__TASK ITEM__
Each line from the one containing "I left you a" through the last line of the data below is to be written out verbatim, and nothing more.

[[ RECORDS SHOWN open ]]

PR #4747, opened 2021-01-12
Import edx grades: handle username does not exist

annagav:
none

#### What's this PR do?
 handle username does not exist when processing the task import_edx_exam_grades

nothing should break

### DIFF
--- a/exams/management/commands/import_edx_exam_grades.py
+++ b/exams/management/commands/import_edx_exam_grades.py
@@ -9,7 +9,7 @@ from django.core.management import BaseCommand, CommandError
 
 from courses.models import Course
 from exams.models import ExamRun, ExamAuthorization
-from exams.pearson.constants import EXAM_GRADE_PASS, EXAM_GRADE_FAIL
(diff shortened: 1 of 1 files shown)


exams/management/commands/import_edx_exam_grades.py
```diff
@@ -9,7 +9,7 @@
 
 from courses.models import Course
 from exams.models import ExamRun, ExamAuthorization
-from exams.pearson.constants import EXAM_GRADE_PASS, EXAM_GRADE_FAIL
+from exams.pearson.constants import EXAM_GRADE_PASS
```
pdpinch, line 12: Is this change necessary?

pdpinch (approved):
I left you a question, but if it doesn't affect anything, I'm a 👍

exams/management/commands/import_edx_exam_grades.py
annagav: no, it was unused import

[[ RECORDS SHOWN closed ]]

__RESULT FOR THIS TASK__
I left you a question, but if it doesn't affect anything, I'm a 👍

exams/management/commands/import_edx_exam_grades.py
annagav: no, it was unused import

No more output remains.